[Dataset extract — start]

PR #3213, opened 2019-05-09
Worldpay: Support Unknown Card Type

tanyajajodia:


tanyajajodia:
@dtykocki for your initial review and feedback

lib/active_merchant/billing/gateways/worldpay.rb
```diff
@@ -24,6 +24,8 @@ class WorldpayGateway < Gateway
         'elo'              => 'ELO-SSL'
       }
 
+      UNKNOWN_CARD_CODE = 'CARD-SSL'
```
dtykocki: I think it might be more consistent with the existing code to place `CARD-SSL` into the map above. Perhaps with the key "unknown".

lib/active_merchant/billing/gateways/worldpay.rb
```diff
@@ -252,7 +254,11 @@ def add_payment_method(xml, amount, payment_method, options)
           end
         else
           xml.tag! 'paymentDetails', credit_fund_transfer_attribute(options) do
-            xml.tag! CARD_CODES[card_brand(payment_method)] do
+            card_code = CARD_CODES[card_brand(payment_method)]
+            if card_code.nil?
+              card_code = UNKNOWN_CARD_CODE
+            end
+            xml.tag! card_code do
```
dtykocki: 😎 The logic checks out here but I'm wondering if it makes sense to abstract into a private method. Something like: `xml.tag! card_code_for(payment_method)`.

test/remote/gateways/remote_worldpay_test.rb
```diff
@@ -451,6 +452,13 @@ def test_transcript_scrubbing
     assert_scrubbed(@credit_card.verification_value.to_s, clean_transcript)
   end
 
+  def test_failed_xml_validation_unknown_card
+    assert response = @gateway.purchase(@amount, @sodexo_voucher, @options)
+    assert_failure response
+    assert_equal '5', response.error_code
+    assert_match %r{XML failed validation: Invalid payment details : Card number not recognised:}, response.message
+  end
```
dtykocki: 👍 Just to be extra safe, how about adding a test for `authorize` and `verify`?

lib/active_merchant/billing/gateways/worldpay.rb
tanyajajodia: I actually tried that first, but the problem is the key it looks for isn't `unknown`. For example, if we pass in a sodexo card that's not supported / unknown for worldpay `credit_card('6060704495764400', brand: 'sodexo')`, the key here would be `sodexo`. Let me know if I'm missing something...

[Dataset extract — finish]

Work request: What is needed is a full, exact copy of the records.

Expected output:
PR #3213, opened 2019-05-09
Worldpay: Support Unknown Card Type

tanyajajodia:


tanyajajodia:
@dtykocki for your initial review and feedback

lib/active_merchant/billing/gateways/worldpay.rb
```diff
@@ -24,6 +24,8 @@ class WorldpayGateway < Gateway
         'elo'              => 'ELO-SSL'
       }
 
+      UNKNOWN_CARD_CODE = 'CARD-SSL'
```
dtykocki: I think it might be more consistent with the existing code to place `CARD-SSL` into the map above. Perhaps with the key "unknown".

lib/active_merchant/billing/gateways/worldpay.rb
```diff
@@ -252,7 +254,11 @@ def add_payment_method(xml, amount, payment_method, options)
           end
         else
           xml.tag! 'paymentDetails', credit_fund_transfer_attribute(options) do
-            xml.tag! CARD_CODES[card_brand(payment_method)] do
+            card_code = CARD_CODES[card_brand(payment_method)]
+            if card_code.nil?
+              card_code = UNKNOWN_CARD_CODE
+            end
+            xml.tag! card_code do
```
dtykocki: 😎 The logic checks out here but I'm wondering if it makes sense to abstract into a private method. Something like: `xml.tag! card_code_for(payment_method)`.

test/remote/gateways/remote_worldpay_test.rb
```diff
@@ -451,6 +452,13 @@ def test_transcript_scrubbing
     assert_scrubbed(@credit_card.verification_value.to_s, clean_transcript)
   end
 
+  def test_failed_xml_validation_unknown_card
+    assert response = @gateway.purchase(@amount, @sodexo_voucher, @options)
+    assert_failure response
+    assert_equal '5', response.error_code
+    assert_match %r{XML failed validation: Invalid payment details : Card number not recognised:}, response.message
+  end
```
dtykocki: 👍 Just to be extra safe, how about adding a test for `authorize` and `verify`?

lib/active_merchant/billing/gateways/worldpay.rb
tanyajajodia: I actually tried that first, but the problem is the key it looks for isn't `unknown`. For example, if we pass in a sodexo card that's not supported / unknown for worldpay `credit_card('6060704495764400', brand: 'sodexo')`, the key here would be `sodexo`. Let me know if I'm missing something...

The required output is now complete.